◆ **Task brief**:
Show each line of the listing in which the word "slack" occurs.

◆ **Input for this task**:
PR #57, opened 2016-02-06
reaction item only contains IDs

MDrollette:
The `reaction_added` and `reaction_removed` events [do not include](https://api.slack.com/events/reaction_added) the embedded items the same as when retrieving the reaction list.

PR #1095, opened 2022-08-10
Expose reactionItem and reactionEvent

grimmy:
Per the pr guidelines this should apparently been an issue, but seeing as nothing else in the library uses this and it was public until https://github.com/slack-go/slack/pull/57 was merged that we could forgo the issue.

### DIFF
--- a/websocket_reactions.go
+++ b/websocket_reactions.go
@@ -1,7 +1,7 @@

◆ **Answer to the exercise**:
The `reaction_added` and `reaction_removed` events [do not include](https://api.slack.com/events/reaction_added) the embedded items the same as when retrieving the reaction list.
Per the pr guidelines this should apparently been an issue, but seeing as nothing else in the library uses this and it was public until https://github.com/slack-go/slack/pull/57 was merged that we could forgo the issue.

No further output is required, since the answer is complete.